Throwing baseballs

Since gravity is assumed to be the only force on both baseballs, there will be a constant acceleration downwards, and constant velocity horizontally. Thus we can write the two velocities as functions of time, as:

$v_1(t) = (3, 1, -9.8 \times t)$

$v_2(t) = (-4, 2, -9.8 \times t)$

Taking a dot product and asserting that it is zero we can find when their velocities will be perpendicular:

$(3)(-4) + (1)(2) + (-9.8 \times t)^2 = 0$

$(-9.8 \times t)^2 = 10$

$t = \frac{\sqrt{10}}{9.8}$

$t = 0.322$

All that remains is to find the distance between the two at this time. Noticing that they will always be at the same height, this is simply:

$\sqrt{((3)(0.322)-(-4)(0.322))^2+((1)(0.322)-(2)(0.322))^2}$

Which evaluates to:

$2.28 meters$

The velocity vectors can be written as:

$\vec{v_1} = (3,1,-9.8 t)$

$\vec{v_2} = (-4,2,-9.8 t)$

When their velocities become perpendicular the dot product between the vectors is 0:

$(3,1,-9.8 t) \cdot (-4,2,-9.8 t) = 0$

$3\times -4 + 1\times 2 + (-9.8 T) \times (-9.8 T) = 0$

$T = \frac{\sqrt{10}}{9.8} s$

The position vectors can be written as:

$\vec{r_1} = (3t,t,-4.9 t^2)$

$\vec{r_2} = (-4t,2t,-4.9 t^2)$

So the distance between the baseballs is given by:

$\vec{r_{12}} = \vec{r_1}-\vec{r_2} = (7t,-t,0)$

At the time T:

$\vec{r_{12}} = (7T,-T,0)$

$|\vec{r_{12}}| = T \sqrt{50} = \frac{\sqrt{10}}{9.8} \times \sqrt{50} = 2.28 \; m$

Baseball velocities are perpendicular when dot product equals zero. Since both velocities are vector variables in time, this gives us the time at which this happens. Integrate vector velocities with initial condition $S_{i}(t=0) = (0,0,0)$ atop tower to find $S_{i}(t)$ for either baseball. Figure distance between baseballs at time figured above to answer problem.

Integrating acceleration into velocities of both, with either initial (vertical) velocity = 0 gives:

$V_{1}(t) = (3, 1, -9.8t)$

$V_{2}(t) = (-4, 2, -9.8t)$

Zeroing the dot product gives that $t = \sqrt{10}/9.8$ , in seconds.
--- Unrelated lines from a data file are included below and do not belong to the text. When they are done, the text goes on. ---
PR #123, opened 2020-08-28
Feature/juicy damage indicators

mariofv:
What's new:
- `DamageIndicator` trajectory is parabloic.
- `DamageIndicator` trajectory is determined by hit direction.
- `DamageIndicator` font is bolder.
- `DamageIndicator` color changes with power of the hit.
- `DamageIndicator` size changes with power of the hit.


JorxSS (approved):
This is pretty cool! GJ!!

image

Scripts/src/Script/DamageIndicator.cpp
```diff
@@ -41,36 +43,82 @@ void DamageIndicator::Start()
...
 }
 
 bool DamageIndicator::IsAlive() const
 {
-	return alive;
+	return state != DamageIndicatorState::DEAD;
 }
 
-void DamageIndicator::Spawn(int number, float2 position)
+void DamageIndicator::Spawn(int number, float power, float2 position, const float2& direction)
```
Dartemiss, line 102: position could be const ref?

Scripts/src/Script/DamageIndicatorSpawner.cpp
```diff
@@ -14,9 +16,12 @@
 
 
 #include "DamageIndicator.h"
+#include "PlayerAttack.h"
 
 #include "imgui.h"
 
+const float MAX_DAMAGE = 55.f;
```
Dartemiss, line 23: Max damage isn't 55

JorxSS: It is, and I told him that value, but now that I'm thinking, if we are going to do power ups, that maximum damage will increase

Dartemiss (approved):
Very good job man! I love the result. With a good sound effect depending on attack/damage too will be amazing.

Scripts/src/Script/DamageIndicatorSpawner.cpp
Dartemiss: Lightball can deal until 71 damage, so it isn't

Scripts/src/Script/DamageIndicator.cpp
mariofv: No, because I'm modifying position later in the method

PR #124, opened 2020-08-30
Feature/ally2

yalania:
- Ally has now two forms, humanoid (only for intro) and lightball
- Added some triggers for ally behaviour, to force the player to tak with the ally and to force conversations on lightball mode

Need to add animations, visual effects and better texts. There is a bug if you go into the trigger starting the jump (animation get stuck) any suggestion?


Dartemiss (commented):
GJ, works nice! I would put a cinematic at the beginning pointing to the ally, emphasising that you have to talk to him. Also, maybe on the dialogues or somehow it can tell you something about the mushdooms .
About when it becomes the lightball, it should explain that he will help you with some cool powers, and explains you how to use them (lightball and shield). Also, it should be implemented that the ally talks to you from your insides (just a dialog on ui, with his face).

JorxSS (changes requested):
I found some problems with the Ally.
- Ally needs to have the GO Ally_positions in the scene and if not, crash. (And suggestion, change the GO name to Ally Positions without underscore)
- As we want to have level selection, we cannot use the lightball if we are in another level that isn't the first one.

Dartemiss:
Second point that jordi commented is fixed on our branch of boss for being able of using it.
- "As we want to have level selection, we cannot use the lightball if we are in another level that isn't the first one."

yalania:
- On Ally controller if you chose Ally_is_lightball (this setting is saved with the scene) you can use the lightball

JorxSS (approved):
LGTM

Dartemiss (approved):
GJ Anabel! Just what we have commented making play of the vfx!

PR #125, opened 2020-09-02
fix/movement

JorxSS:
What's new:

Some fixes in the movement.


Scripts/src/Script/AllyInteractionsScript.cpp
```diff
@@ -82,7 +82,7 @@ void AllyInteractionsScript::Update()
 		{
 			camera->active = true;
 			ActivateDialogue();
-			App->engine_log->Log("Talking with Ally");
+			//App->engine_log->Log("Talking with Ally");
```
Dartemiss, line 85: Why is this comented?

Dartemiss (approved):
GJ my pana, works amazing! Just the debug comments i don't understand why are they there.

mariofv (approved):
Some bugs are fixed, but this happened in the rocks 
https://i.gyazo.com/d703918327f4c088471e914630e0a2e7.gif

PR #127, opened 2020-09-07
Feature/clean dependencies

JorxSS:
What's new:

* Fixed again Playground
* Cleaning Environment VFX dependencies.
* Fixed water zone damage again, thanks @Dartemiss.


Scripts/src/Script/EventManager.cpp
```diff
@@ -447,7 +405,11 @@ void EventManager::RestartEvents()
 	{
 		battle->RestartEvent();
 	}
-
+	for (auto & root : root_obstacles)
```
Dartemiss, line 408: CS

Dartemiss (changes requested):
GJ! Works more or less everything but! It crashes when finishing the game on level1 entering the cave (see image below)

EventManager
imagen

Also you already know but particles takes too much time to spawn.

Scripts/src/Script/EventManager.cpp
JorxSS: Done

JorxSS:
@Dartemiss already fixed the feature/bug now cannot happen sorry mi pana

Dartemiss (approved):

Pacasasgar:
I found this bug while testing this version:
water_death_bug

As you mention in the description, water zone has been fixed. Is this another unkown bug? Player do not die but can not move either in the gif's state.

JorxSS:
> I found this bug while testing this version:
> water_death_bug
> 
> As you mention in the description, water zone has been fixed. Is this another unkown bug? Player do not die but can not move either in the gif's state.

known, will be fixed with the new animations

Pacasasgar:
> > I found this bug while testing this version:
> > water_death_bug
> > As you mention in the description, water zone has been fixed. Is this another unkown bug? Player do not die but can not move either in the gif's state.
> 
> known, will be fixed with the new animations

Great then!

Pacasasgar (approved):
Nice job Jordi!

PR #135, opened 2020-09-11
Audio Manager

Pacasasgar:
This PR contains the following changes:
-A new important script has been created (Audio Manager). It manages all the audio events and simplifies all audio_sources in one place. From now on, to play audio events we should use the audio sources from Audio Manager.
-EventManager now uses audio sources from AudioManager for 2D scene global audios (only using one object, yay!).
-Removed a lot of Scene-dependent code from EventManager. Now it works following the logic from Jordi's EnvironmentVFX - zones.
-Environment 3D sounds are now fixed. They also change from corrupted/uncorrupted if player beats every zone.

It also needs this PR to be merged into LittleOrionEngine: 
https://github.com/OnionGalaxy/LittleOrionEngine/pull/275


Scripts/src/Script/AudioManager.cpp
```diff
@@ -0,0 +1,99 @@
...
+	//Necessary to be able to write with imgui
+	ImGui::SetCurrentContext(context);
+	ShowDraggedObjects();
+}
+
+//Use this for linking JUST GO automatically 
+void AudioManager::InitPublicGameObjects()
+{
+	//IMPORTANT, public gameobjects, name_gameobjects and go_uuids MUST have same size
+	for (int i = 0; i < public_gameobjects.size(); ++i)
```
RickyVimon, line 60: better use unsignet int

RickyVimon (approved):
Make the changes mentioned above and should be fine. Next thing to do is to reset the audiosources when you die and respawn.

Dartemiss (approved):

PR #136, opened 2020-09-11
Fix credits menu

luismoyano:
credits

Credits menu improved


luismoyano:
Even thoug under Lead designer it says Mario's name, it's correct on the commit, I noticed the error while recording the gif

imarcuello (commented):
On a second look I also saw that the title of credits it's a little bit deformed in the vertical axis. 
The rest with the gif modification it's ok.

JorxSS:
@luismoyano I don't know if you currently fixed but, why "Producer" is not in caps? and also, why is not there our Lead Artist?

luismoyano:
@JorxSS True, my mistake, its fixed now

vidalmelero (approved):

JorxSS (changes requested):
image

imarcuello (approved):
I've seen the final outcome, with everything correcter it looks good!

JorxSS (approved):

PR #140, opened 2020-09-13
Better scaling for character selection ui

luismoyano:
I reorganized things more evenly, modified the background so it doesnt feel out of place when unscaled and also fixed the deformations on the icons' texts

image


Dartemiss (approved):
GJ! Works fine!

mariofv (approved):
Good job!

PR #148, opened 2020-09-21
Change some materials to implement bloom

mariofv:


raulgonzalezupc (approved):
Keep the scene of the alpha 2 and we have it!

PR #149, opened 2020-09-21
Feature/player effects

raulgonzalezupc:
Prefabs of :
 - Player
 - Mushdoom
 - Biter
 - Necroplant

VFX of hit and attacks


Dartemiss (changes requested):
GJ! There are some bugs on the effects, also you modified the level1 scene and now has a necroplant at the beginning, also the light attacks vfx are on the oposite (the first ones are big and the last hit is little). And I assume that the shield is placeholder so it's okay.

Dartemiss (approved):
LGTM

mariofv (approved):
They look great, GJ

PR #156, opened 2020-09-25
Feature/improve water material

yalania:
- Water material + texture update
- added vfx to watefall to be reviewed (maybe new spritesheet?)
- added a spotlight focusing the water.


raulgonzalezupc:
movement too linear, we need some more flow
particles on the hit at the waterfall can't be grey, the water is not transparent as usuall, also we need more particles on the end I think. 
Tiling on the water is too much, I think we need to reduce it a little bit

Dartemiss (changes requested):
I would try to make the water final instead of improving little by little as this is the last big delivery. It looks better but the movement is too lineal.

yalania:
mmm I have tried deforming he mesh, but there are threeproblems first is that there are some lotus that have not movement, so adding more movement at the water is weird, second is that the waterfall and the river are the same mesh so the same shader and movement is applied to them, third this mesh doesn't have many triangles so we would need to apply some extra shading to do a good movement.

I can may add an extra normal maps flow on top of it so there are like two different flows or try with a different normal map.

PR #948, opened 2015-01-24
Added Jabber.dk.xml

fuglede:
Simple site, simple rule.


fuglede:

PR #949, opened 2015-01-24
Added Alternativet.dk.xml

fuglede:
Marked partial as a few ressources are fetched over HTTP. Still, the site itself works fine.


reedy:
Test failure is unrelated, it's in WeeklyPlus.xml which is now fixed

reedy:
But the site loads a lot of mixed content when visited in HTTPS

fuglede:
A few stylesheets and a Google API font, right? I just noticed now that this actually causes the four gray links at the top to become hidden. I notified the website devs about this, so hopefully they will fix the hardcoded references.

default_off="mixedcontent" until then?

fuglede:

PR #951, opened 2015-01-24
Added Altinget.dk.xml

fuglede:


fuglede:

reedy:
Re-running travis before merge

PR #952, opened 2015-01-24
Added Mathjobs.org.xml

fuglede:


jsha:
From the tests:
> Invalid attribute deafault_off for element ruleset

I'd recommend running `./install-dev-dependencies.sh`. In addition to installing all the prerequisites to build and test HTTPS Everywhere, it will set up a pre-push hook that runs the tests, so you can catch these sorts of errors early on.

jsha:
Whoops, my mistake. I missed that this was the failure in the WeeklyPlus rule that caused so many builds to fail.

PR #954, opened 2015-01-24
Added Rejsekort.dk.xml

fuglede:
Included with default_off as the entire site works, except for its contact forms. However, if you ever visit the site, it's probably to complain about something, so the contact forms are essential.

### DIFF
--- a/src/chrome/content/rules/Rejsekort.dk.xml
+++ b/src/chrome/content/rules/Rejsekort.dk.xml
@@ -1,0 +1,13 @@
+<!--
+	Not covered here:
+		doubleclick.net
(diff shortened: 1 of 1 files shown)


jsha:
I'd prefer not to merge new rulesets that are default_off from the beginning. I think that is more useful for rules that worked once, but stopped working, in order to preserve some history and make it easy to fix them.

fuglede:
@jsha: Fair enough; I figured this one might be useful to users who actively activate rules as most of the site works fine, and that moreover it might save some time if someone else decides to write a rule for it later on (twice I've found myself beginning to write a rule, only to realize that it already exists).

PR #956, opened 2015-01-24
Added Evm.dk.xml

fuglede:


jsha:
You don't have a target host that covers the non-www version.

fuglede:
Fixed.

PR #957, opened 2015-01-24
Added Jobzonen.xml and ClickDimensions.xml

fuglede:


fuglede:
Adapted to the new ruleset style

PR #958, opened 2015-01-24
Added rules relating to Watch Medier

fuglede:
Out of the Watch Medier ones, only a few work completely well on the mixedcontent browsers (as in, everything but a few trackers work), but all are included to allow for the interconnection between the various sites, of which there is plenty.


fuglede:
Adapted to new rule style

PR #962, opened 2015-01-24
Changed from kickass.to to kickass.so

fuglede:


jsha:
@fuglede Thanks for the contributions! Each of your recent pull requests fails the Travis build. I think this may be because we recently had a test breakage committed on master. If you pull the latest master into each of your branches and push them again, the Travis build should pass.

fuglede:
Heh, alright, will have a look at it in a bit; I checked the build with the modified WeeklyPlus before submitting the pull requests, so hopefully they work.

jsha:
Actually, it looks like if I tell Travis to re-do all those builds, it will Just Work without you having to re-push. I'll do that now.

What's WeeklyPlus?

fuglede:
Great.

Sorry, WeeklyPlus was the ruleset that caused the build to fail.

src/chrome/content/rules/KickassTorrents.xml
```diff
@@ -2,25 +2,29 @@
...
+  <target host="kickass.so" />
+  <target host="www.kickass.so" />
   <target host="kickass.to" />
   <target host="www.kickass.to" />
   <target host="kickasstorrents.com" />
   <target host="www.kickasstorrents.com" />
 
+  <securecookie host="^kickass\.so$" name=".+" />
   <securecookie host="^kickass\.to$" name=".+" />
+  <securecookie host="^\.kat\.ph$" name=".*"/>
```
guiweber: It looks like the cookies are never set under the kat.ph or kickass.to domains anymore, even if you access the site from those addresses. I think these two lines can be removed since they are now always set under kickass.so.

fuglede: Fixed

guiweber:
It looks like kickass.so was taken down and that they are going back to kickass.to for now.

fuglede:
Alright, I'll close this PR for now.

PR #964, opened 2015-01-24
Updated translations from Transifex

fuglede:
Most translations were already pretty good but some rather typical mistakes were made in recent additions


fuglede:
Contained in #966.

Issue #961, opened 2015-01-24
Localisation: Hardcoded string in toolbar_button.xul


fuglede:
The string "Block all HTTP requests" is hardcoded in toolbar_button.xul:46.

StevenRoddis:
Thanks! I also noticed line 35 has "HTTPS" hardcoded.

fuglede:
Sure, but it sounds to me like it would be a lot faster for a Transifex maintainer, if I understand [jsha's comment here](https://github.com/EFForg/https-everywhere/pull/966#discussion_r23559337); the other ones I added to the individual .dtd's manuall.

By the way, is that HTTPS label actually shown anywhere?

jsha:
Yes, it's probably easier for me to just copy over all the latest strings before each release.

The HTTPS label is displayed if you customize your toolbar and drag the HTTPS Everywhere icon off of it and into the area of available icons. I think the proper fix is to change the string to be a reference to the "HTTPS Everywhere" string.

fuglede:
Ah, that makes sense. I changed it to the extension name string in the pull request.

Issue #960, opened 2015-01-24
Localisation: Hardcoded string in about.xul


fuglede:
The string "or" in about.xul:63 is hardcoded, thus not a priori translatable.

PR #966, opened 2015-01-25
Patch hardcoded strings and updated Danish locale

fuglede:
Added a few new strings to https-everywhere.dtd, cf. issue #960 and #961. I feel like there was probably an easier way to do this by using Transifex?

Moreover, updated the Danish localisation. Most of the strings were already fine but a few recent ones contained some common misspellings.

### DIFF
--- a/src/chrome/locale/ar/https-everywhere.dtd
+++ b/src/chrome/locale/ar/https-everywhere.dtd
@@ -8,12 +8,14 @@
 <!ENTITY https-everywhere.about.contribute  "إن أعجبتك إضافة HTTPS Everywhere، فكر بـ">
 <!ENTITY https-everywhere.about.donate_tor "التبرع لتور">
 <!ENTITY https-everywhere.about.tor_lang_code "en">
+<!ENTITY https-everywhere.about.or "or">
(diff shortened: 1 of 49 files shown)


src/chrome/locale/ar/https-everywhere.dtd
```diff
@@ -8,12 +8,14 @@
 <!ENTITY https-everywhere.about.contribute  "إن أعجبتك إضافة HTTPS Everywhere، فكر بـ">
 <!ENTITY https-everywhere.about.donate_tor "التبرع لتور">
 <!ENTITY https-everywhere.about.tor_lang_code "en">
+<!ENTITY https-everywhere.about.or "or">
```
jsha: I believe you can leave these entries absent until they are translated in Transifex. HTTPS Everywhere will default to the English version if there is no available translation.

fuglede: Yeah, I actually tried that since that's what I gathered from the Transifex manual, but makexpi gave a warning without them.

jsha:
Thanks!

PR #1078, opened 2015-02-15
Improve validation

jsha:
Remove old cases for different paths to trivial-validate.py.
Pass --quiet option to trivial-validate so it doesn't spam error output with warnings about duplicate hostnames.
Remove two rulests from downgrade whitelist that no longer need to be there.

cc @cooperq @reedy for code review.


cooperq:
LGTM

Integrating again to find position vectors, with initial condition $S_{i}(t=0) = (0,0,0)$ gives

$S_{1}(t) = (3t, t, -\frac{1}{2}(9.8)t^{2})$

$S_{2}(t) = (-4t, 2t, -\frac{1}{2}(9.8)t^{2})$

so, the distance between the baseballs at the time figured above is the square root of $50t^{2}$ , or 2.28 meters .

After t second their velocities are perpendicular. So (3,1,-9.8t)T * (-4,2,-9.8t)T = 0,So t = 0.32268 second.Their position now can be calculated by s = v t - 1/2 g t^2. And their positions are (0.96804,0.32268,-0.5096) and (-1.29072,0.64576, -0.5096). And their distance can be calculated using the formula ((x1 - x2)^2 + (y1 - y2)^2 + (z1 -z2)^2 ) ^0.5. And the result is 2.28 m

Create your two velocity vectors, v1=(3,1,-9.8t) and v2=(-4,2,-9.8t), then take the dot product and let it equal to 0. That will let you know that the vectors are perpendicular and therefor that will give you the time at which they are perpendicular. That time should be 0.323 seconds. After that, integrate each velocity vector to get your displacement vectors, and plug in 0.323 seconds. (d1 = (3t,t,-4.9t^2) and d2=(-4t,2t,-4.9t^2)). Then use the formula for the distance between two points to calculate the distance, which should end up being 2.28m.